North Rhine-Westphalia: University clinics: Director fears a fight for nurses

There is unanimity in the celebration of the negotiated collective agreement on relief at the six university hospitals.

North Rhine-Westphalia: University clinics: Director fears a fight for nurses

There is unanimity in the celebration of the negotiated collective agreement on relief at the six university hospitals. But there could also be losers in the battle for nursing staff. A clinic manager sees a great need for reform in the healthcare system.

Essen (dpa / lnw) - After the painstakingly negotiated relief agreement for six university hospitals in North Rhine-Westphalia, the Essen university hospital director expects a significantly intensified fight for the rare nursing staff. Professor Jochen Werner praised the agreement reached with the Verdi trade union last Tuesday, saying that the agreement could be "exemplary for hospitals throughout Germany". However, as a consequence of the need to increase staff at the university clinics, he fears a "cut-out competition" with consequences for the entire German healthcare system, as Werner told the German Press Agency.

University hospitals are already comparatively well staffed. "The personnel ratios will now be even better. However, the pull will then be even stronger in the university hospitals," emphasized the chairman of the board of Essen's university medicine. "The losers are all the other hospitals on the levels below." In the end, according to Werner, there would no longer be a shortage of nurses at university clinics, "but in the smaller hospitals, in outpatient care or in geriatric care".

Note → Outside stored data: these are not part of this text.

PR #694, opened 2021-06-17
lint and ts cleanup

### LINKED ISSUE #695: Fix lint and TS errors
Fix lint and TS errors

tyler-whitman:
requires https://github.com/helium/helium-js/pull/187

- cleans up the lint and ts errors
- adds lint as a build step on github ci

I tried to fix as many as I could but some of the more complicated types I ended up just ignoring for now. If any TS pro wants to take a look that would be great haha. 

closes #695

### DIFF
--- a/src/components/TextTransform.tsx
+++ b/src/components/TextTransform.tsx
@@ -15,7 +15,8 @@ const components = {
 
 type Props = TextProps<Theme> & {
   i18nKey: string
-  values?: Record<string, unknown>
+  // eslint-disable-next-line @typescript-eslint/no-explicit-any
+  values?: Record<string, any>
   numberOfLines?: number
   adjustsFontSizeToFit?: boolean
   maxFontSizeMultiplier?: number
--- a/src/components/TextTransform.tsx
+++ b/src/components/TextTransform.tsx
@@ -15,8 +15,7 @@ const components = {
 
 type Props = TextProps<Theme> & {
   i18nKey: string
-  // eslint-disable-next-line @typescript-eslint/no-explicit-any
-  values?: Record<string, any>
+  values?: Record<string, unknown>
   numberOfLines?: number
   adjustsFontSizeToFit?: boolean
   maxFontSizeMultiplier?: number
--- a/src/features/wallet/root/walletLayout.tsx
+++ b/src/features/wallet/root/walletLayout.tsx
@@ -1,10 +1,12 @@
 /* eslint-disable react/jsx-props-no-spreading */
 import { useBottomTabBarHeight } from '@react-navigation/bottom-tabs'
-import React from 'react'
+import React, { ReactElement } from 'react'
 import { SafeAreaInsetsContext } from 'react-native-safe-area-context'
 import { wh, hp } from '../../../utils/layout'
 
-export const withWalletLayout = (WrappedComponent: any) => (props: any) => {
+export const withWalletLayout = (WrappedComponent: ReactElement) => (
+  props: unknown,
+) => {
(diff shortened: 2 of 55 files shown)


danielcolinjames (approved):

src/components/TextTransform.tsx
```diff
@@ -15,7 +15,8 @@ const components = {
 
 type Props = TextProps<Theme> & {
   i18nKey: string
-  values?: Record<string, unknown>
+  // eslint-disable-next-line @typescript-eslint/no-explicit-any
+  values?: Record<string, any>
```
matthewcarlreetz, line 19: I think this could be
```ts
  values?: Record<string, never>
```

tyler-whitman: Actually I think unknown would work here, not sure why I changed it. Might have got mixed up in my changes

src/features/wallet/root/walletLayout.tsx
```diff
@@ -4,6 +4,7 @@ import React from 'react'
 import { SafeAreaInsetsContext } from 'react-native-safe-area-context'
 import { wh, hp } from '../../../utils/layout'
 
+// eslint-disable-next-line @typescript-eslint/no-explicit-any
 export const withWalletLayout = (WrappedComponent: any) => (props: any) => {
```
matthewcarlreetz, line 8: I think we could clean up one of these any's like this
```ts
export const withWalletLayout = (WrappedComponent: React.ComponentType) => (
  props: any,
) => 
```

src/store/hotspotDetails/hotspotDetailsSlice.ts
```diff
@@ -40,16 +40,18 @@ export const fetchHotspotChallengeSums = async (
...
   challengeSums.reverse()
-  const totalSum = challengeSums.reduce(
-    (a, b) => ({ sum: a.sum + b.sum } as any),
-  )
-  const prevSum = challengeSumsPrevious.reduce(
-    (a, b) => ({ sum: a.sum + b.sum } as any),
-  )
+  let totalSum = 0
+  let prevSum = 0
+  challengeSums.forEach((sum) => {
```
matthewcarlreetz, line 45: I think this would be a little more concise way of writing this
```ts
const totalSum = challengeSums.reduce((total, { sum }) => total + sum, 0)
```

src/theme/theme.ts
```diff
@@ -357,6 +357,8 @@ export const darkTheme: Theme = {
     primaryMain: palette.black,
     secondaryMain: palette.blueGray,
   },
+  // eslint-disable-next-line @typescript-eslint/ban-ts-comment
+  // @ts-ignore
```
matthewcarlreetz, line 361: I think we should just remove the dark theme entirely. Doesn't seem to be something we're going to prioritize.

matthewcarlreetz (approved):
Looks good! Just a couple of suggestions.

src/features/wallet/root/walletLayout.tsx
tyler-whitman: It breaks where you use it to wrap a component. I also tried a bunch of others such as `Element`, `JSX.Element`, `ReactElement` with no success :/

src/store/hotspotDetails/hotspotDetailsSlice.ts
tyler-whitman: updated

src/theme/theme.ts
tyler-whitman: Sounds good, didnt seem like it was used anywhere?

Essen's care director Andrea Schmidt-Rumposch already announced in the "WAZ": "We will actively recruit employees on all channels to build up staff. The agreement will make us even more attractive as an employer." Professor Edgar Schömig, head of the Cologne clinic and negotiator for the NRW university clinics, praises the "pioneering role in working conditions in patient care": "Anyone who works in a university clinic can be sure in the future that there will be no better general conditions in other hospitals, at least nationally are."

On the side of the employees, Verdi had agreed with the university hospitals in Bonn, Aachen, Cologne, Düsseldorf, Essen and Münster after a massive industrial dispute and eleven-week strikes on the cornerstones of the so-called collective agreement relief (TV-E). From January 1, 2023, this will regulate relief models for employees. Shift-specific ratios of employees and patients are defined for care and in some cases also for other areas of the clinic. If the personnel quota is then undercut, the employees receive debit points. At a certain number, these points are converted into free days. For service, IT and technology areas as well as outpatient clinics, the creation of a flat rate of 30 additional full-time positions per university hospital was agreed. There are also measures to improve the quality of training.

Katharina Wesenick, Verdi Head of Health in NRW, speaks of a "big stage victory". Politicians and the Marburger Bund NRW/Rhineland-Palatinate doctors' union also expressed their satisfaction with the solution that was achieved. At the same time, the chairman of the Marburg Association of North Rhine-Westphalia/RLP, Hans-Albert Gehle, called for collective bargaining improvements for his clientele. Politicians should not forget "that doctors who have been chronically overworked for years also urgently need improvements to their overall working conditions". Many positions in the medical field have also not been filled for years. "The shortage of doctors is an additional burden for our colleagues."

It will be exciting to see how other hospitals, including a number of church-sponsored university hospitals, position themselves. Dirk Albrecht, managing director of the Catholic hospital operator Contilia, which operates seven hospitals in the Ruhr area, referred to the independent tariff system, the so-called "third way". And the head of the German Hospital Society (DKG), Ingo Morell, suggested that the refinancing of certain areas promised by the state of North Rhine-Westphalia for the university hospitals should now apply to "all hospitals".

Either way, the collective bargaining agreement alone will not solve the nursing misery in Germany, emphasized Werner. To do this, far-reaching and long-overdue reforms in the health care system would finally have to be tackled, nationwide. "Because it's also a nationwide problem," explained Werner. "Because this shortage of skilled workers - not only in nursing, but also in other areas - is significantly related to the still too many hospitals in Germany. That's where we have the core of the problem."

Compared to other countries, you can afford “on average significantly more hospital beds per population, with comparable numbers of nursing staff, but distributed among significantly more hospitals”. Added to this is the "desolate digitization situation for over 30 years". Werner: "If we don't start planning a nationwide strategy now - and not through the back door, because more and more hospitals are getting into financial difficulties - we won't make any progress."